▶ _Assignment_:
Beginning at the line that includes "5668, column 29", return each line exactly through the end of the listing, and no line before it.

▶ _Recorded information_:

Issue #6159, opened 2023-12-12
The error was:   in "<unicode string>", line 5668, column 29


Sispheor:
When deploying via Ansible using the module K8S we get an error:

▶ _Solution_:
The error was:   in "<unicode string>", line 5668, column 29


Sispheor:
When deploying via Ansible using the module K8S we get an error:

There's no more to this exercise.